Component	Description
`tokenizer_trainer.py`	Trains multiple tokenizers (grid search over vocab sizes, model types, char coverages) using SentencePiece.
`optuna_tokenizer_search.py`	Uses Optuna to intelligently find the best tokenizer configuration.
`tokenizer_evaluator.py`	Evaluates all trained tokenizers on held-out test data using metrics like `<unk>` ratio and average token count.
`tokenizer_results_visualizer.py`	Visualizes tokenizer evaluation results as bar charts for easy comparison.
`tokenizer_reconstruction_evaulator.py`	Measures how accurately the tokenizer can reconstruct the original text (via Levenshtein distance).
`preprocessing_utils/`	Contains small utility scripts to clean/normalize raw text datasets.
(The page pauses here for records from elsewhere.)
Issue #47, opened 2022-04-10
ZonedDateTime::toDateTime and getDateTime conflict


solodkiy:
In ZonedDateTime class we have two methods which looks almost the same, but different in return types:

-  `public function toDateTime() : \DateTime`
-  `public function getDateTime() : LocalDateTime`

To avoid misunderstanding and confuse I propose rename `toDateTime` to `toNativeDateTime`.
This approach could be used in other conversions in and from native types. For example:

- `Period::fromDateInterval` -> `Period::fromNativeDateInterval`
- `Period::toDateInterval` -> `Period::toNativeDateInterval`
- `LocalDateRange::toDatePeriod` -> `LocalDateRange::toNativeDatePeriod`
- `TimeZone::fromDateTimeZone` -> `TimeZone::fromNativeDateTimeZone`
etc..

Another variant is use Php prefix (`toDateTime` -> `toPhpDateTime`).

tigitz:
IMO, the `Native` prefix makes sense, I'm :+1: on this it helps readability and reduce ambiguity. I've wondered myself while trying to autocomplete method calls if the suggested `DatePeriod` for example was a library class or the native one.

However I would keep the `getDateTime` as it is since it means it is `getting` the DateTime part of the `ZonedDateTime`. Using the `to` prefix would suggest it's transforming the object into another one which is not the case here.

@BenMorel wdyt ?

solodkiy:
Some of `get*`/`to*()` discussion was there: https://github.com/brick/date-time/pull/48

BenMorel:
LGTM as well with the `Native` prefix. @solodkiy You're welcome to open a PR to create the new `(to|from)Native*()` methods, and deprecate existing ones. We'll remove them in `0.5.0`.

The `getDateTime()` method is in line with the discussion we had in #48, so it looks good as it is!

PR #56, opened 2022-06-10
LocalDateRange::toNativeDatePeriod

solodkiy:
LocalDateRange::toNativeDatePeriod

https://github.com/brick/date-time/issues/47

### DIFF
--- a/CHANGELOG.md
+++ b/CHANGELOG.md
@@ -12,12 +12,13 @@
 
 💩 **Deprecations**
 
-The following methods have been deprecated in favour of new names:
+The following methods have been deprecated in favour of new names ([#47](https://github.com/brick/date-time/issues/47)):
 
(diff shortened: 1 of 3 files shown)


BenMorel:
LGTM, could you please update the CHANGELOG? And in #57 and #58 as well.

solodkiy:
@BenMorel I tried to use same emoji, but I cannot see it in macos. Maybe we should use old good plain text instead?
image

BenMorel:
@solodkiy It's a Unicode character that I thought would be quite universal: https://unicode-table.com/en/1F872/

Feel free to replace with another arrow that works for you: https://unicode-table.com/en/sets/arrow-symbols/, or just with `->` if you still have trouble (replace the others as well for consistency).

solodkiy:
Changed to [U+2192](https://unicode-table.com/en/2192/)

BenMorel:
Thanks :+1:

PR #60, opened 2022-06-19
Bring back support for sub-minute offsets in PHP >= 8.1.7

### LINKED ISSUE #44: `ZonedDateTime::of()` issue when year is less than 1892
Following code works well (no output):

```php
ZonedDateTime::of(
	LocalDateTime::of(2022,1,1),
	TimeZoneRegion::parse('Europe/Prague')
);
```

while this one throws `Brick\DateTime\DateTimeException: The time zone offset of 3464 seconds is not a multiple of 60`:

```php
ZonedDateTime::of(
	LocalDateTime::of(0,1,1),
	TimeZoneRegion::parse('Europe/Prague')
);
```

The only difference is the year passed into `LocalDateTime::of()`. If I try `LocalDateTime::min()` instead, it results in the exception as well.

I found out that the border where it stops working is 1891–1892 (which 130 years back from now). Is this some issue with `DateTime` and/or its `getOffset()` which is used inside of the `ZonedDateTime::of()`?

But it doesn't fail with UTC time zone actually..

jiripudil:
closes #44

### DIFF
--- a/tests/ZonedDateTimeTest.php
+++ b/tests/ZonedDateTimeTest.php
@@ -394,9 +394,9 @@ class ZonedDateTimeTest extends AbstractTestCase
         ZonedDateTime::parse($text);
     }
 
-    public function providerParseInvalidStringThrowsException(): array
+    public function providerParseInvalidStringThrowsException(): iterable
     {
-        return [
+        yield from [
             [''],
             ['2001'],
             ['2001-'],
@@ -418,6 +418,12 @@ class ZonedDateTimeTest extends AbstractTestCase
             [' 2001-02-03T01:02:03Z'],
             ['2001-02-03T01:02:03Z '],
         ];
+
+        if (PHP_VERSION_ID < 80107) {
+            yield from [
+                ['2001-02-03T01:02:03.456+12:34:56'],
+            ];
+        }
     }
 
     /**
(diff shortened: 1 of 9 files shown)


tests/ZonedDateTimeTest.php
```diff
@@ -408,7 +414,6 @@ public function providerParseInvalidStringThrowsException(): array
             ['2001-02-03T04:05:06[Europe/London]'],
             ['2001-02-03T04:05.789Z[Europe/London]'],
             ['2001-02-03T04:05:06Z[Europe/London'],
-            ['2001-02-03T01:02:03.456+12:34:56'],
```
BenMorel, line 411: Could you please keep this test for PHP < 8.1.7, as you've done for other tests?

BenMorel (changes requested):
Thanks a lot for the quality work, and sorry for the delay @jiripudil!
Just a couple nitpicks and I'll merge it :+1:

BenMorel:
By the way, regarding the workaround for `DateTimeZone::getName()` omitting seconds, I created an issue with PHP:

https://github.com/php/php-src/issues/11281

jiripudil:
Hi, thanks, I've fixed the nitpicks and rebased the branch.

Also it seems that the issue has been fixed already (https://github.com/php/php-src/commit/f9117eb82487a0566c8fee3fda798cc2eb969d4a), so I've updated the workaround to only apply in affected PHP versions.

BenMorel (approved):

BenMorel:
Thank you, @jiripudil !

PR #103, opened 2020-10-14
Ei 439 store apprenticeship ukprn

David-B-Read:


src/SFA.DAS.EmployerIncentives.Abstractions/DTOs/Commands/IncentiveApplicationApprenticeshipDto.cs
```diff
@@ -12,5 +12,6 @@ public class IncentiveApplicationApprenticeshipDto
         public long Uln { get; set; }
         public DateTime PlannedStartDate { get; set; }
         public ApprenticeshipEmployerType ApprenticeshipEmployerTypeOnApproval { get; set; }
+        public long? ProviderUKPRN { get; set; }
```
MichaelYoung1981, line 15: Doesn't need to be prefixed with provider as that's the P in UKPRN.

David-B-Read: That's updated

Pauljgraham (approved):

MichaelYoung1981 (approved):

PR #106, opened 2020-10-16
EI-440 console app to generate update script for apprenticeship UKPRNs

David-B-Read:


Pauljgraham (commented):
Not sure where this console application would run. I assume DevOps would be expected to run it and then apply the output sql file to EmployerIncentives DB. 

I only ask because they didn't allow us to console applications to do this before, but I'm not surprised  if they have changed their minds

Pauljgraham (approved):

PR #108, opened 2020-10-23
EI-49 domain events and ouw with EI-530  fixed bug on updating applicationApprenticeship record

Pauljgraham:


ruslanss (approved):

src/SFA.DAS.EmployerIncentives.Domain/IncentiveApplications/Apprenticeship.cs
```diff
@@ -18,7 +18,7 @@ public class Apprenticeship : Entity<Guid, ApprenticeshipModel>
         public decimal TotalIncentiveAmount => Model.TotalIncentiveAmount;
         public bool EarningsCalculated => Model.EarningsCalculated;
 
-        internal static Apprenticeship Create(ApprenticeshipModel model)
```
Stephek, line 21: Can we use the internals visible to option to allow the tests to use this?

src/tests/SFA.DAS.EmployerIncentives.Commands.UnitTests/CompleteEarningsCalculation/Handlers/WhenHandlingCompleteEarningsCalculationCommand.cs
```diff
@@ -0,0 +1,75 @@
...
+            var incentiveApplication = _fixture.Create<IncentiveApplication>();
+            var firstApprenticeship = incentiveApplication.Apprenticeships.First();
+            firstApprenticeship.Id = _apprenticeshipIncentiveId;
+            var apprenticeshipModel = _fixture.Build<ApprenticeshipModel>().With(x => x.Id, _apprenticeshipIncentiveId)
+                .Without(x => x.EarningsCalculated).Create();
+            var apprenticeshipModel2 = _fixture.Create<ApprenticeshipModel>();
+
+            var domainIncentiveApplication = _fixture.Create<Domain.IncentiveApplications.IncentiveApplication>();
+
+            domainIncentiveApplication.SetApprenticeships(new List<Apprenticeship> { Apprenticeship.Create(apprenticeshipModel), Apprenticeship.Create(apprenticeshipModel2) });
```
Stephek, line 56: I think it would be better to use AuthoFixture to create the ApplicationModel as required and then use the GetExisting factory method to create the domain object.  Then there is no dependency/knowledge about setting up the domain object in the tests.

PR #127, opened 2020-11-10
EI-226 Identify whether an apprenticeship is provider data locked

ruslanss:


src/SFA.DAS.EmployerIncentives.Commands/Services/LearnerMatchApi/LearnerDataExtensionsDataLocks.cs
```diff
@@ -0,0 +1,31 @@
...
+
+            return (from tr in learnerData.Training
+                    where tr.Reference == "ZPROG001"
+                    from pe in tr.PriceEpisodes
+                    from p in pe.Periods
+                    where p.ApprenticeshipId == learner.ApprenticeshipId
+                          && !p.IsPayable
+                          && p.Period == learner.NextPendingPayment.CollectionPeriod
+                          && pe.StartDate <= learner.NextPendingPayment.DueDate
+                          && (pe.EndDate >= learner.NextPendingPayment.DueDate || pe.EndDate == null)
```
MichaelYoung1981, line 27: I really like this lambda but I reckon if some of these conditions were refactored into single line methods it might be more obvious when reading.

src/tests/SFA.DAS.EmployerIncentives.Commands.UnitTests/Services/LearnerService/WhenRefreshCalledAndDataLocksAreChecked.cs
```diff
@@ -0,0 +1,125 @@
...
+
+namespace SFA.DAS.EmployerIncentives.Commands.UnitTests.Services.LearnerService
+{
+    //    Conditions for DataLock:
+    // 1. ZPROG001 reference
+    // 2. PriceEpisode.StartDate <= NexPayment.DueDate => PriceEpisode.EndDate
+    // 3. Period.Period == NexPayment.CollectionPeriod
+    // 4. Period.ApprenticeshipId == ApprenticeshipIncentive.ApprenticeshipId
+    // 5. Period.IsPayable == false
+    public class WhenRefreshCalledAndDataLocksAreChecked
```
MichaelYoung1981, line 20: You probably want a test for each condition in HasProviderDataLocks rather than a single catch all test.

PR #129, opened 2020-11-11
EI-585 add fields and data to collection calendar

David-B-Read:


src/SFA.DAS.EmployerIncentives.Domain/ValueObjects/CollectionPeriod.cs
```diff
@@ -6,25 +6,34 @@ namespace SFA.DAS.EmployerIncentives.Domain.ValueObjects
...
+            AcademicYear = academicYear;
+            Active = active;
         }
 
         public byte PeriodNumber { get; }
         public byte CalendarMonth { get; }
         public short CalendarYear { get; }
         public DateTime OpenDate { get; }
+        public DateTime CensusDate { get; }
+        public string AcademicYear { get; }
```
Stephek, line 25: Any reason the AcademicYear is a string rather than a short?

Stephek (approved):
Just one question.

src/SFA.DAS.EmployerIncentives.Domain/ValueObjects/CollectionPeriod.cs
David-B-Read: It's not strictly a numeric value, it's a concatenation of two partial year values

Pauljgraham (approved):

PR #130, opened 2020-11-11
Ei 513 unit of work

MichaelYoung1981:


David-B-Read (approved):

src/SFA.DAS.EmployerIncentives.Commands/ServiceCollectionExtensions.cs
```diff
@@ -107,7 +108,8 @@ public static IServiceCollection AddCommandHandlerDecorators(this IServiceCollec
                 .Decorate(typeof(ICommandHandler<>), typeof(CommandHandlerWithDistributedLock<>))
                 .Decorate(typeof(ICommandHandler<>), typeof(CommandHandlerWithRetry<>))
                 .Decorate(typeof(ICommandHandler<>), typeof(CommandHandlerWithValidator<>))
-                .Decorate(typeof(ICommandHandler<>), typeof(CommandHandlerWithLogging<>));
+                .Decorate(typeof(ICommandHandler<>), typeof(CommandHandlerWithLogging<>))
+                .Decorate(typeof(ICommandHandler<>), typeof(CommandHandlerWithUnitOfWork<>));
```
Stephek, line 112: I think this should be the inner decorator.  So the order would be 

CommandHandlerWithLogging -> CommandHandlerWithValidator -> CommandHandlerWithRetry -> CommandHandlerWithDistributedLock -> CommandHandlerWithUnitOfWork -> handler

So needs to be moved to the first in the list.

Stephek (changes requested):
Looks good.  Just one comment.

src/SFA.DAS.EmployerIncentives.Commands/ServiceCollectionExtensions.cs
```diff
@@ -236,18 +238,26 @@ public static IServiceCollection AddLearnerService(this IServiceCollection servi
             return serviceProvider;
         }
 
-        public static IServiceCollection AddEntityFrameworkForEmployerIncentives(this IServiceCollection services)
+        public static IServiceCollection AddEntityFrameworkForEmployerIncentives(this IServiceCollection services, IConfiguration configuration)
```
Stephek, line 241: Is configuration being used?

Stephek (changes requested):

Stephek (approved):

PR #131, opened 2020-11-12
Ei 532 identify pending payments

David-B-Read:


src/SFA.DAS.EmployerIncentives.Data/ApprenticeshipIncentives/Models/PendingPayment.cs
```diff
@@ -18,5 +18,6 @@ public partial class PendingPayment
         public short? PeriodNumber { get; set; }
         public short? PaymentYear { get; set; }
         public long AccountLegalEntityId { get; set; }
+        public short? EarningType { get; set; }
```
MichaelYoung1981, line 21: Can't we use an enum?

MichaelYoung1981: Stored as a string in the db, same way we do with application status.

David-B-Read: We can, the ticket was a little vague on what should actually be stored so had to guess :)

MichaelYoung1981 (approved):

PR #132, opened 2020-11-12
Ei 535 ei 490 ei 226 data locks acceptance tests

ruslanss:


src/tests/SFA.DAS.EmployerIncentives.Functions.PaymentsProcess.AcceptanceTests/Services/TestPaymentsProcessFunctions.cs
```diff
@@ -1,37 +1,37 @@
...
+        private const int OrchestratorRunTimeoutInSeconds = 10;
+
         private bool _isDisposed;
-        private Process _functionHostProcess;
+        private readonly HttpClient _client;
+        private readonly FunctionsController _functionsController;
+        private readonly TestPaymentsProcessFunctionsConfigurator _configurator;
 
-        public TestPaymentsProcessFunctions(TestContext testContext)
+        public TestPaymentsProcessFunctions(string databaseConnectionString, string learnerMatchApiBaseUrl)
```
Stephek, line 24: I think you should still pass in just the TestContext and get the information required from it.  Then you are covered for future changes or if other scenarios need extra information.

PR #135, opened 2020-11-16
Ei 566 still in learning validation check

Pauljgraham:
Branched off EI-492-513-identify-if-apprentice-is-in-learning


src/SFA.DAS.EmployerIncentives.Api.AcceptanceTests/SFA.DAS.EmployerIncentives.Api.AcceptanceTests.csproj
```diff
@@ -5,6 +5,14 @@
     <IsPackable>false</IsPackable>
   </PropertyGroup>
 
+  <ItemGroup>
```
Stephek, line 8: Can you delete these.

src/tests/SFA.DAS.EmployerIncentives.Functions.PaymentsProcess.AcceptanceTests/Features/ValidatePayments.feature
```diff
@@ -8,15 +8,24 @@ Feature: ValidatePayments
...
+	And the apprentice 'is in learning' is <IsInLearning> 
 	When the payment process is run
-	Then failed validation results are recorded
+	Then bank details validation check is <BankDetailsValidationResult>
+	Then apprentice is in learning check is <IsInLearningValidationResult>
 	And no payment records are created
 	And pending payments are not marked as paid
+
+Examples:
+	| BankDetailStatus | IsInLearning | BankDetailsValidationResult | IsInLearningValidationResult |
```
Stephek, line 28: Do we want to do this or just keep every scenario separate?  There will be quite a few more validation states so this would end up with a lot of permutations.  

Then have a separate test for all validations steps passed?

Stephek (changes requested):
Just a comment for discussion.

src/tests/SFA.DAS.EmployerIncentives.Functions.PaymentsProcess.AcceptanceTests/Features/ValidatePayments.feature
Pauljgraham: I was thinking about this, and the tests examples can just allow every validation to pass except one. This will keep the number of permutations down to the minimum. The only permutation I can see is when we have a status of null or false (such as the IsInLearning flag).

src/SFA.DAS.EmployerIncentives.Api.AcceptanceTests/SFA.DAS.EmployerIncentives.Api.AcceptanceTests.csproj
Pauljgraham: This intrigues me. I noticed Dave had added this exclusion to the Functions Acceptance tests and they were working on my machine without the continual deletion of the '**' files. So although I really don't like it, does it cause us a problem leaving it in?

src/tests/SFA.DAS.EmployerIncentives.Functions.PaymentsProcess.AcceptanceTests/Features/ValidatePayments.feature
Stephek: So in that case how about changing it to something like

Given a pending payment
When the "validationstep" validation fails
Then the "validationstep" validation result is recorded
And no payment records are created
And pending payments are not marked as paid

Examples

| validationstep | 
| BankDetailStatus |
| IsInLearning |
| HasLearning |
| ... |

Then each test is distinct and handle he data set up in the code rather than in the specification

Stephek (changes requested):

src/tests/SFA.DAS.EmployerIncentives.Functions.PaymentsProcess.AcceptanceTests/Features/ValidatePayments.feature
Pauljgraham: agreed

PR #141, opened 2020-11-18
API acceptance test performance: use `model` database as template

ruslanss:


David-B-Read (approved):

Pauljgraham (approved):

Pauljgraham (commented):
only concern is we are updating the sql model DB with these tables and therefore if we use this sql instance for anything other than tests, it may cause problems there

ruslanss:
> only concern is we are updating the sql model DB with these tables and therefore if we use this sql instance for anything other than tests, it may cause problems there

Hi Paul, good point. I have spoken to Adam DevOps who advised the container image is reset every time, hence we should be getting a new instance of the localDb on every build. 🤞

Read its README.md before using.

System Requirements

Python 3.8+
sentencepiece, optuna, pandas, matplotlib, seaborn, tqdm (Available in the requirements.txt file)
Multicore CPU recommended (parallel training supported)
GPU not required (only for downstream LM training)

How To Use

1. Setup Environment and Install Dependencies

It's highly recommended to use a Python virtual environment.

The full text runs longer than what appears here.